1 files changed, 346 insertions, 0 deletions
diff --git a/usr.sbin/xntpd/doc/README.magic b/usr.sbin/xntpd/doc/README.magic
new file mode 100644
index 0000000..f473a92
--- /dev/null
+++ b/usr.sbin/xntpd/doc/README.magic
@@ -0,0 +1,346 @@
+                 Magic Tricks for Precision Timekeeping
+
+                       Revised 19 September 1993
+
+Note: This information file is included in the NTP Version 3
+distribution (xntp3.tar.Z) as the file README.magic. This distribution
+can be obtained via anonymous ftp from louie.udel.edu in the directory
+pub/ntp.
+
+1. Introduction
+
+It most cases it is possible using NTP to synchronize a number of hosts
+on an Ethernet or moderately loaded T1 network to a radio clock within a
+few tens of milliseconds with no particular care in selecting the radio
+clock or configuring the servers on the network. This may be adequate
+for the majority of applications; however, modern workstations and high
+speed networks can do much better than that, generally to within some
+fraction of a millisecond, by using special care in the design of the
+hardware and software interfaces.
+
+The timekeeping accuracy of a NTP-synchronized host depends on two
+quantities: the delay due to hardware and software processing and the
+accumulated jitter due to such things as clock reading precision and
+varying latencies in hardware and software queuing. Processing delays
+directly affect the timekeeping accuracy, unless minimized by systematic
+analysis and adjustment. Jitter, on the other hand, can be essentially
+removed, as long as the statistical properties are unbiased, by the low-
+pass filtering of the phase-lock loop incorporated in the NTP local
+clock model.
+
+This note discusses issues in the connection of external time sources
+such as radio clocks and related timing signals to a primary (stratum-1)
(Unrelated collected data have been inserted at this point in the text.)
Issue #2918, opened 2024-09-09
[BUG] Conversational agent overwrites input from SearchIndexTool


reuschling:
It is straightforward and works of course when I define a SearchIndexTool inside a conversational flow agent, the question is inserted into the defined OpenSearch query, there will come search results.

Unfortunately, I can not manage this with a conversational agent.

This agent should always execute the same query:

```json
{
	"name": "Test Agent",
	"type": "conversational",
	"description": "Simple agent to test the agent framework",
	"llm": {
		"model_id": "{{ _.LlmModelId4agent }}",
		"parameters": {
			"max_iteration": 5,
			"stop_when_no_tool_found": true,
			"disable_trace": false
		}
	},
	"memory": {
		"type": "conversation_index"
	},
	"app_type": "chat_with_rag",
	"tools": [
		{
			"type": "SearchIndexTool",
			"description": "A tool to search opensearch index with natural language question. If you don't know answer for some question, you should always try to search data with this tool. Action Input: <natural language question>",
			"include_output_in_agent_response": true,
			"parameters": {
				"input": "{\"index\": \"scll_agendaitem\", \"query\": {\"query\": { \"match_all\": {}}} }"
			}
		}
	]
}
```

I get always this error message: `Failed to run the tool SearchIndexTool with the error message Expected a com.google.gson.JsonObject but was com.google.gson.JsonPrimitive; at path $.` Independent from the specified tool input. It seems that the conversational agent overwrites the `parameters.input` content with its generated, redefined query, wasting the query specification from the SearchIndexTool.

Expected behavior is that you define the OpenSearch query inside the tool description, and that the output from the former step of the conversational search should be inserted into this query, e.g. like this:

```json
{
	"type": "SearchIndexTool",
	"description": "A tool to search opensearch index with natural language question. If you don't know answer for some question, you should always try to search data with this tool. Action Input: <natural language question>",
	"parameters": {
		"input": "{\"index\": \"${parameters.index}\", \"query\": ${parameters.query} }",
		"query": {
			"query": {
				"match": {
					"tns_body_chunked768": {
						"query": "${parameters.FORMER_OUTPUT_OF_CONVERSATIONAL_AGENT}"
					}
				}
			},
			"size": "5",
			"_source": "tns_body_chunked768"
		}
	}
}
```

Maybe the 'input' parameter for the query specification can be renamed or configured.

yuye-aws:
[...]

PR #2977, opened 2024-09-23
add config field in MLToolSpec for static parameters

jngz-es:
### Description
Add config field in MLToolSpec to support static parameters in tool execution.

An example from the issue 2918.
```
{
	"name": "Test Agent",
	"type": "conversational",
	"description": "test agent",
	"llm": {
		"model_id": "<model id>",
		"parameters": {
      "max_iteration": 5,
      "stop_when_no_tool_found": true,
      "response_filter": "$.completion"
    }
	},
	"memory": {
		"type": "conversation_index"
	},
	"app_type": "chat",
	"tools": [
		{
			"type": "SearchIndexTool",
			"description": "A tool to search opensearch index with natural language question.",
			"include_output_in_agent_response": true,
			"config": {
				"input": "{\"index\": \"sample-index\", \"query\": {\"query\": { \"match_all\": {}}} }"
			}
		}
	]
}
```

### Related Issues
https://github.com/opensearch-project/ml-commons/issues/2836
https://github.com/opensearch-project/ml-commons/issues/2918

### Check List


dbwiddis (commented):
Can you open an issue on Flow Framework repo amplifying what changed here? We will need to update the [`ToolStep`](https://github.com/opensearch-project/flow-framework/blob/43a9f871de50fc57758efd57c0f8899b22cecc3a/src/main/java/org/opensearch/flowframework/workflow/ToolStep.java#L51-L94) to account for a change in API.  Better yet, open a PR with the changes!

Also please make sure you update the [API specification](https://github.com/opensearch-project/opensearch-api-specification/blob/c6c0c417b19dd9b63c4e37379b7e94d412be7ea8/spec/schemas/ml._common.yaml#L271-L280) which Flow Framework will be using to validate these API parameters.   (It's a checklist item at the top of this PR.)

CC: @owaiskazi19 @amitgalitz @junweid62 @ylwu-amzn

common/src/main/java/org/opensearch/ml/common/agent/MLToolSpec.java
```diff
@@ -69,6 +82,12 @@ public void writeTo(StreamOutput out) throws IOException {
             out.writeBoolean(false);
         }
         out.writeBoolean(includeOutputInAgentResponse);
+        if (configMap != null) {
```
ylwu-amzn, line 85: Add version checking for BWC

jngz-es:
The flow framework issue, https://github.com/opensearch-project/flow-framework/issues/878.

common/src/main/java/org/opensearch/ml/common/agent/MLToolSpec.java
jngz-es: Good catch, done.

common/src/main/java/org/opensearch/ml/common/agent/MLToolSpec.java
```diff
@@ -24,20 +26,31 @@
 @EqualsAndHashCode
 @Getter
 public class MLToolSpec implements ToXContentObject {
+    public static final Version MINIMAL_SUPPORTED_VERSION_FOR_TOOL_CONFIG = CommonValue.VERSION_2_17_0;
```
dbwiddis, line 29: Isn't 2.17.0 already released so this would be a 2.18.0 feature?

common/src/main/java/org/opensearch/ml/common/agent/MLToolSpec.java
```diff
@@ -56,6 +70,9 @@ public MLToolSpec(StreamInput input) throws IOException {
             parameters = input.readMap(StreamInput::readString, StreamInput::readOptionalString);
         }
         includeOutputInAgentResponse = input.readBoolean();
+        if (input.getVersion().onOrAfter(MINIMAL_SUPPORTED_VERSION_FOR_TOOL_CONFIG) && input.readBoolean()) {
+            configMap = input.readMap(StreamInput::readOptionalString, StreamInput::readOptionalString);
```
dbwiddis, line 74: This seems odd here, it looks like we're allowing null keys and null values in the map which I doubt is the case (at least the keys shouldn't be optional, and I'm not sure of the benefit of null values vs. just omitting the key).  Same comment in the `writeTo()` below.

common/src/main/java/org/opensearch/ml/common/agent/MLToolSpec.java
```diff
@@ -87,6 +112,9 @@ public XContentBuilder toXContent(XContentBuilder builder, Params params) throws
             builder.field(PARAMETERS_FIELD, parameters);
         }
         builder.field(INCLUDE_OUTPUT_IN_AGENT_RESPONSE, includeOutputInAgentResponse);
+        if (configMap != null && configMap.size() > 0) {
```
dbwiddis, line 115:
```suggestion
        if (configMap != null && !configMap.isEmpty()) {
```

common/src/main/java/org/opensearch/ml/common/agent/MLToolSpec.java
```diff
@@ -119,6 +148,9 @@ public static MLToolSpec parse(XContentParser parser) throws IOException {
                 case INCLUDE_OUTPUT_IN_AGENT_RESPONSE:
                     includeOutputInAgentResponse = parser.booleanValue();
                     break;
+                case CONFIG_FIELD:
+                    configMap = getParameterMap(parser.map());
```
dbwiddis, line 152: may want to rename `getParameterMap` to be more general `getStringToStringMap` or similar.

common/src/test/java/org/opensearch/ml/common/agent/MLAgentTest.java
```diff
@@ -46,7 +46,7 @@ public void constructor_NullName() {
             MLAgentType.CONVERSATIONAL.name(),
             "test",
             new LLMSpec("test_model", Map.of("test_key", "test_value")),
-            List.of(new MLToolSpec("test", "test", "test", Collections.EMPTY_MAP, false)),
+            List.of(new MLToolSpec("test", "test", "test", Collections.EMPTY_MAP, false, Collections.EMPTY_MAP)),
```
dbwiddis, line 49:
```suggestion
            List.of(new MLToolSpec("test", "test", "test", Collections.EMPTY_MAP, false, Collections.emptyMap())),
```
Use `emptyMap()` rather than `EMPTY_MAP` to get built in type validation.  This will probably create unchecked cast warnings.  (Same comment multiple times below.)

common/src/test/java/org/opensearch/ml/common/agent/MLToolSpecTest.java
```diff
@@ -32,11 +32,70 @@ public void writeTo() throws IOException {
...
     public void toXContent() throws IOException {
-        MLToolSpec spec = new MLToolSpec("test", "test", "test", Map.of("test", "test"), false);
+        MLToolSpec spec = new MLToolSpec("test", "test", "test", Map.of("test", "test"), false, Map.of("configKey", "configValue"));
+        XContentBuilder builder = XContentBuilder.builder(XContentType.JSON.xContent());
+        spec.toXContent(builder, ToXContent.EMPTY_PARAMS);
+        String content = TestHelper.xContentBuilderToString(builder);
+
+        Assert
+            .assertEquals(
+                "{\"type\":\"test\",\"name\":\"test\",\"description\":\"test\",\"parameters\":{\"test\":\"test\"},\"include_output_in_agent_response\":false,\"config\":{\"configKey\":\"configValue\"}}",
```
dbwiddis, line 77: I don't think the order of fields in JSON is guaranteed unless you specify a sorting order.  Same comment in other assertions.

common/src/test/java/org/opensearch/ml/common/agent/MLToolSpecTest.java
```diff
@@ -50,6 +109,28 @@ public void toXContent() throws IOException {
...
+                new NamedXContentRegistry(new SearchModule(Settings.EMPTY, Collections.emptyList()).getNamedXContents()),
+                null,
+                jsonStr
+            );
+        parser.nextToken();
+        MLToolSpec spec = MLToolSpec.parse(parser);
+
+        Assert.assertEquals(spec.getType(), "test");
+        Assert.assertEquals(spec.getName(), "test");
+        Assert.assertEquals(spec.getDescription(), "test");
```
dbwiddis, line 126: Nit: using the same string everywhere can let copy-paste-and-forget-to-change errors slip through.  Recommend using a different string for each field.

common/src/main/java/org/opensearch/ml/common/agent/MLToolSpec.java
jngz-es: For the key, changed from `readOptionalString/writeOptionalString` to `readString/writeString`.

common/src/main/java/org/opensearch/ml/common/agent/MLToolSpec.java
jngz-es: Done.

common/src/main/java/org/opensearch/ml/common/agent/MLToolSpec.java
jngz-es: It's an existing function, I prefer to keep it unchanged at this moment.

common/src/test/java/org/opensearch/ml/common/agent/MLAgentTest.java
jngz-es: Makes sense, changed.

common/src/test/java/org/opensearch/ml/common/agent/MLToolSpecTest.java
jngz-es: Do you have any suggestions?

common/src/main/java/org/opensearch/ml/common/agent/MLToolSpec.java
jngz-es: We want to catch up with 2.17 patch.

dbwiddis: 2.17.0 open source is already released.  If you want to change the version on the back port to that branch that gets synced elsewhere that’s a reasonable option but for anyone consuming the maven central artifact BWC would break with that version check.

common/src/test/java/org/opensearch/ml/common/agent/MLToolSpecTest.java
dbwiddis: I usually do assertions that the string contains each key value pair.  Or just extract to a map with a util function and check keys.   I think there are some optional arguments with the Xcontent that let you specify an ordering.

dbwiddis: Looked into this.  Seems internal comments indicate the "XContent" preserves the same ordering, so since you're just parsing the same thing you built, this should be fine in this test case.  The concern would be if you're using any sort of external parsing using a map, where the ordering isn't guaranteed.

common/src/main/java/org/opensearch/ml/common/agent/MLToolSpec.java
dbwiddis: Actually looks like a 2.17.1 release is happening so it should be changed to that.

dbwiddis: Except they don't want any new features, just critical bugfixes. So nevermind :|

yuye-aws:
@reuschling Can you help review this PR?

common/src/main/java/org/opensearch/ml/common/agent/MLToolSpec.java
yuye-aws: This PR is not a security fix. We can leave it to 2.18.

yuye-aws:
@jngz-es Can you please provide an example on how to use tool `config`?

ml-algorithms/src/main/java/org/opensearch/ml/engine/algorithms/agent/MLChatAgentRunner.java
```diff
@@ -470,12 +470,18 @@ private static void runTool(
...
+                    }
                     llmToolTmpParameters.put(MLAgentExecutor.QUESTION, actionInput);
                     tools.get(action).run(llmToolTmpParameters, toolListener); // run tool
                 } else {
                     Map<String, String> parameters = new HashMap<>();
                     parameters.putAll(tmpParameters);
                     parameters.putAll(toolParams);
+                    if (toolSpecMap.get(action).getConfigMap() != null) {
+                        parameters.putAll(toolSpecMap.get(action).getConfigMap());
+                    }
```
yuye-aws, line 484: I would suggest extract` parameters.putAll(toolSpecMap.get(action).getConfigMap());` outside of the if-else statement.

ml-algorithms/src/main/java/org/opensearch/ml/engine/algorithms/agent/MLConversationalFlowAgentRunner.java
```diff
@@ -434,6 +434,12 @@ Map<String, String> getToolExecuteParams(MLToolSpec toolSpec, Map<String, String
             input = substitutor.replace(input);
             executeParams.put("input", input);
         }
+
+        // Override all parameters in tool config to tool execution parameters as the config contains the static parameters.
+        if (toolSpec.getConfigMap() != null && !toolSpec.getConfigMap().isEmpty()) {
+            executeParams.putAll(toolSpec.getConfigMap());
+        }
+
```
yuye-aws, line 442: The function is the same as MLFlowAgentRunner. Please extract the function to classes like `AgentUtils`.

ml-algorithms/src/test/java/org/opensearch/ml/engine/algorithms/agent/MLFlowAgentRunnerTest.java
```diff
@@ -300,6 +300,26 @@ public void testGetToolExecuteParams() {
...
+        Map<String, String> params = Map
+            .of("toolType.param2", "value2", "toolName.param3", "value3", "param4", "value4", "toolName.tool_key", "dynamic value");
+
+        Map<String, String> result = mlFlowAgentRunner.getToolExecuteParams(toolSpec, params);
+
+        assertEquals("value1", result.get("param1"));
+        assertEquals("value3", result.get("param3"));
+        assertEquals("value4", result.get("param4"));
+        assertFalse(result.containsKey("toolType.param2"));
+        assertEquals("tool_config_value", result.get("tool_key"));
```
yuye-aws, line 320: Please also verify that non-config parameters can override

ml-algorithms/src/main/java/org/opensearch/ml/engine/algorithms/agent/MLConversationalFlowAgentRunner.java
reuschling: As far as I see, this PR writes all parameters from the new config map into the parameter map that is relevant for execution, which means that config parameters will overwrite existing ones with same name, i.e. have prioritization. Thus, specifying an own static input parameter as suggested in #2836 and #2918 is possible, but crucial is also the possibility to specify placeholders inside the new config. I can not see some substitutions here but maybe this takes place somewhere else, for all parameters?

For #2836, the placeholder `"${parameters.MLModelTool.output}"` was asked for.
For #2918, SearchIndexTool inside conversational agent, there is the need of a placeholder for the **last action input** of the agent, that must inserted into the OpenSearch query defined statically inside the new config. If conversational agent just sets the input parameter for the next tool, I doubt this information is lost if I specify a static input inside the tool config. 

Last but not least, the documentation should be adjusted accordingly, e.g. [SearchIndexTool](https://opensearch.org/docs/latest/ml-commons-plugin/agents-tools/tools/search-index-tool/) and [tutorial example](https://opensearch.org/docs/latest/ml-commons-plugin/tutorials/rag-conversational-agent/#exposing-only-the-question-parameter). Also some list or hint to the common available placeholders would be nice, in order to know e.g. how the placeholder for the former conversational agent step action input looks like.

jngz-es:
> @jngz-es Can you please provide an example on how to use tool `config`?

Provided an example in the description section.

ml-algorithms/src/main/java/org/opensearch/ml/engine/algorithms/agent/MLChatAgentRunner.java
jngz-es: Don't get it. I need to add the config parameters override immediately before tool run.

common/src/main/java/org/opensearch/ml/common/agent/MLToolSpec.java
jngz-es: Based on the discussion with Yuye, I will make the version 2.18. Thanks @yuye-aws

ml-algorithms/src/main/java/org/opensearch/ml/engine/algorithms/agent/MLConversationalFlowAgentRunner.java
jngz-es: Good callout, I am thinking of supporting placeholders inside the config. Thanks @reuschling

common/src/test/java/org/opensearch/ml/common/agent/MLToolSpecTest.java
jngz-es: done

common/src/test/java/org/opensearch/ml/common/agent/MLToolSpecTest.java
```diff
@@ -22,7 +22,7 @@ public class MLToolSpecTest {
 
     @Test
     public void writeTo() throws IOException {
-        MLToolSpec spec = new MLToolSpec("test", "test", "test", Map.of("test", "test"), false);
+        MLToolSpec spec = new MLToolSpec("test", "test", "test", Map.of("test", "test"), false, Map.of("configKey", "configValue"));
```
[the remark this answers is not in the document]
jngz-es: done

common/src/main/java/org/opensearch/ml/common/agent/MLToolSpec.java
```diff
@@ -24,20 +26,31 @@
...
 
     @Builder(toBuilder = true)
-    public MLToolSpec(String type, String name, String description, Map<String, String> parameters, boolean includeOutputInAgentResponse) {
+    public MLToolSpec(
+        String type,
+        String name,
+        String description,
+        Map<String, String> parameters,
+        boolean includeOutputInAgentResponse,
+        Map<String, String> configMap
```
Zhangxunmt, line 52: Is it valid that all the configs are Strings? Is it better to use Map<String, Object> here?

Zhangxunmt (approved):

common/src/main/java/org/opensearch/ml/common/agent/MLToolSpec.java
dhrubo-os: +1 on this

common/src/main/java/org/opensearch/ml/common/agent/MLToolSpec.java
```diff
@@ -56,6 +70,9 @@ public MLToolSpec(StreamInput input) throws IOException {
             parameters = input.readMap(StreamInput::readString, StreamInput::readOptionalString);
         }
         includeOutputInAgentResponse = input.readBoolean();
+        if (input.getVersion().onOrAfter(MINIMAL_SUPPORTED_VERSION_FOR_TOOL_CONFIG) && input.readBoolean()) {
+            configMap = input.readMap(StreamInput::readString, StreamInput::readOptionalString);
```
dhrubo-os, line 74: why `readOptionalString` ? so a key might not have a value?

ml-algorithms/src/main/java/org/opensearch/ml/engine/algorithms/agent/AgentUtils.java
```diff
@@ -465,12 +465,21 @@ public static Map<String, String> constructToolParams(
...
         if (toolSpecParams != null) {
             toolParams.putAll(toolSpecParams);
         }
+        if (toolSpecConfigMap != null) {
+            toolParams.putAll(toolSpecConfigMap);
+        }
         if (tools.get(action).useOriginalInput()) {
             toolParams.put("input", question);
             lastActionInput.set(question);
+        } else if (toolSpecConfigMap != null && toolSpecConfigMap.containsKey("input")) {
```
dhrubo-os, line 478: Don't we have any test class for this?

ml-algorithms/src/main/java/org/opensearch/ml/engine/algorithms/agent/MLFlowAgentRunner.java
```diff
@@ -287,13 +287,18 @@ Map<String, String> getToolExecuteParams(MLToolSpec toolSpec, Map<String, String
                 executeParams.put(key, params.get(key));
             }
         }
+        // Override all parameters in tool config to tool execution parameters as the config contains the static parameters.
+        if (toolSpec.getConfigMap() != null && !toolSpec.getConfigMap().isEmpty()) {
```
dhrubo-os, line 291: rather than putting same piece of code, can we try to use a common method `getToolExecuteParams` for both MLFlowAgentRunner & MLConversationalFlowAgentRunner?

yuye-aws:
Pinging @reuschling to review the PR.

common/src/main/java/org/opensearch/ml/common/agent/MLToolSpec.java
dbwiddis: -1 on that.  The parameters map is already a `Map<String, String>`.  In the initial PR comment an example is given of a much more complex "object" but escaped as a String.

Trying to parse anything else from Flow Framework will get a lot more complex without typed objects to construct from the JSON.

common/src/main/java/org/opensearch/ml/common/agent/MLToolSpec.java
dbwiddis: Yes, this allows you to override a value with a non-value.

dbwiddis:
> Pinging @reuschling to review the PR.

Thanks @yuye-aws for prompting review on this. Thanks @Zhangxunmt for approval. Thanks @dhrubo-os for your initial review.

Code freeze / 2.18 RC generation is next Tuesday Oct 22.  Downstream plugin PRs (https://github.com/opensearch-project/flow-framework/pull/899) are dependent on this one being merged and need to merge before code freeze.  

Please do not wait until the last minute to get this merged; last-minute PR merges have occurred in at least 2 previous releases and this one's been open for a few weeks.

ml-algorithms/src/main/java/org/opensearch/ml/engine/algorithms/agent/MLConversationalFlowAgentRunner.java
```diff
@@ -428,12 +428,18 @@ Map<String, String> getToolExecuteParams(MLToolSpec toolSpec, Map<String, String
...
         if (executeParams.containsKey("input")) {
             String input = executeParams.get("input");
             StringSubstitutor substitutor = new StringSubstitutor(executeParams, "${parameters.", "}");
             input = substitutor.replace(input);
             executeParams.put("input", input);
         }
+
```
reuschling, line 442: I'm not sure if we have a chicken-and-egg problem here regarding the 'input' parameter. In #2918 'SearchIndexTool inside conversational agent', there is the need of a placeholder for the last output (i.e. action input) of the former agent step. This output/action input must be inserted into the OpenSearch query defined statically inside the new config, by placeholder.

There exists two possibilities for this:
1. There is an existing placeholder reference to the last output/action input that can be used, i.e. a dedicated parameter list entry. I'm not aware of such an entry, but if such a placeholder exists, the current solution would fix this scenario with a static config of e.g. ["input='"query": {"match": {"body": {"query": "${someUnknownPlaceholderToActionInput}"}}'"].
2. There is no such a placeholder, the last output/action input is just the 'input' entry in the current 'params' method parameter - so the placeholder inside the static config would be 'input'. This value inside 'params' is currently overwritten with 'input' from the static config, **before** substitution. So it is lost, right?

The final behavior should be as follows:
* method params: "input='What is Frodos age?'"  (comes from former agent step)
* static config params "input='"query": {"match": {"body": {"query": "${parameters.input}"}}'"

=> final params for tool execution should be then
"input='"query": {"match": {"body": {"query": "What is Frodos age?"}}'"

This could be achieved as follows:
```java
       // remember former input
       String formerInput = executeParams.get("input");

        if (toolSpec.getConfigMap() != null && !toolSpec.getConfigMap().isEmpty()) {
            executeParams.putAll(toolSpec.getConfigMap());
        }

        if (executeParams.containsKey("input")) {
            String input = executeParams.get("input");

            // set former input as substitution value
           if(formerInput != null)
               executeParams.put("input", formerInput); // add it as "formerInput" or "actionInput" to introduce a new placeholder

            StringSubstitutor substitutor = new StringSubstitutor(executeParams, "${parameters.", "}");
            input = substitutor.replace(input);
            executeParams.put("input", input);
```

The lack is that you can not reference to the input specified in the new static config anymore, which is maybe wanted behavior. To overcome this, we could introduce a new placeholder for the former input (aka the placeholder I mentioned in 1.). This would be a new parameter list entry, e.g. 'formerInput' (just add the formerInput with `executeParams.put("formerInput", formerInput);`).

The static config could be defined now as ["input='"query": {"match": {"body": {"query": "${parameters.formerInput}"}}'"].

Another name for 'formerInput' could be 'actionInput', maybe this is more intuitive.


The same is true for `MLFlowAgentRunner` of course, and for `AgentUtils`, whereby in AgentUtils the former input is defined in the method parameter 'actionInput'. So the only change here would be `executeParams.put("formerInput", actionInput);` or `executeParams.put("actionInput", actionInput);` respectively.

reuschling (changes requested):

ml-algorithms/src/main/java/org/opensearch/ml/engine/algorithms/agent/MLConversationalFlowAgentRunner.java
jngz-es: Thanks @reuschling for the detailed comment. Actually we are the first possibility you mentioned.
#### Flow Agent
We have a dedicated parameter parameter for the previous tool output here https://github.com/opensearch-project/ml-commons/blob/main/ml-algorithms/src/main/java/org/opensearch/ml/engine/algorithms/agent/MLFlowAgentRunner.java#L112. So you can reference it in the current tool input parameter as ${parameters.previous_tool_name.output}.
#### Conversational Agent
We take the action input for tools only from LLM response, i.e, the agent totally depends on LLM to do the ReAct. User can define a tool input to override the action input, but I don't see a use case for a placeholder of action input.

ml-algorithms/src/main/java/org/opensearch/ml/engine/algorithms/agent/AgentUtils.java
```diff
@@ -465,12 +465,21 @@ public static Map<String, String> constructToolParams(
...
+            String input = toolSpecConfigMap.get("input");
+            StringSubstitutor substitutor = new StringSubstitutor(toolParams, "${parameters.", "}");
+            input = substitutor.replace(input);
+            toolParams.put("input", input);
```
ylwu-amzn, line 482: Add these
```
            if (isJson(actionInput)) {
                Map<String, String> params = getParameterMap(gson.fromJson(actionInput, Map.class));
                toolParams.putAll(params);
            }
```

ml-algorithms/src/main/java/org/opensearch/ml/engine/algorithms/agent/MLConversationalFlowAgentRunner.java
reuschling: Good to hear that there is already a parameter for flow agent.
For Conversational agent, my example is exactly my use case. I want to predefine an Opensearch query, and the tool description says what's to insert. Thus, the previous llm step (the agent) doesn't have to generate the opensearch syntax, only a simple drop in, so I can guarantee this query will be executed, under all circumstances.
More specifically, I want to e. g. count documents with a query string inside.
Without a placeholder, the agent would have no possibility to adjust the query - only static queries independent from the previous steps in the thought chain would be possible.

ml-algorithms/src/main/java/org/opensearch/ml/engine/algorithms/agent/AgentUtils.java
jngz-es: good catch, added

ylwu-amzn (approved):

ylwu-amzn (approved):

ml-algorithms/src/main/java/org/opensearch/ml/engine/algorithms/agent/MLConversationalFlowAgentRunner.java
reuschling: @jngz-es any comment to my use case? This is my origin need and the reason behind #2918

jngz-es: Got your point. I created another issue to track it. https://github.com/opensearch-project/ml-commons/issues/3134

reuschling: Is there a chance left that it make it to 2.18?

yuye-aws: @reuschling The backport PR has been merged into the 2.x branch. The 2.18 branch will include this PR.

reuschling: I mean the conversational agent placeholder now tracked in #3134

jngz-es: Hi @reuschling , I raised a pr https://github.com/opensearch-project/ml-commons/pull/3200, could you take a look?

+NTP time server. Of principal concern are various techniques that can be
+utilized to improve the accuracy and precision of the time accuracy and
+frequency stability. Radio clocks are most often connected to a time
+server using a serial asynchronous port. Much of the discussion in this
+memorandum has to do with ways in which the delay incurred in this type
+of connection can be controlled and ways in which the jitter due to
+various causes can be minimized.
+
+However, there are ways other than serial ports to connect a radio
+clock, including special purpose hardware devices for some
+architectures, and even unusual applications of existing interface
+devices, such as the audio codec provided in some systems. Many of these
+methods can yield accuracies as good as any attainable with a serial
+port. For those radio clocks equipped with an IRIG-B signal output, for
+example, a hardware device is available for the Sun SPARCstation; see
+the xntpd.8 manual page in the doc directory of the NTP Version 3
+distribution for further information. In addition, it is possible to
+decode the IRIG-B signal using the audio codec included in the Sun
+SPARCstation and a special kernel driver described in the irig.txt file
+in the doc directory of the NTP Version 3 distribution. These devices
+will not be discussed further in this memorandum.
+
+2. Connection via Serial Port
+
+Most radio clocks produce an ASCII timecode with a precision only to the
+millisecond. This results in a maximum peak-to-peak (p-p) jitter in the
+clock readings of one millisecond. However, assuming the read requests
+are statistically independent of the clock update times, the reading
+error is uniformly distributed over the millisecond, so that the average
+over a large number of readings will make the clock appear 0.5 ms late.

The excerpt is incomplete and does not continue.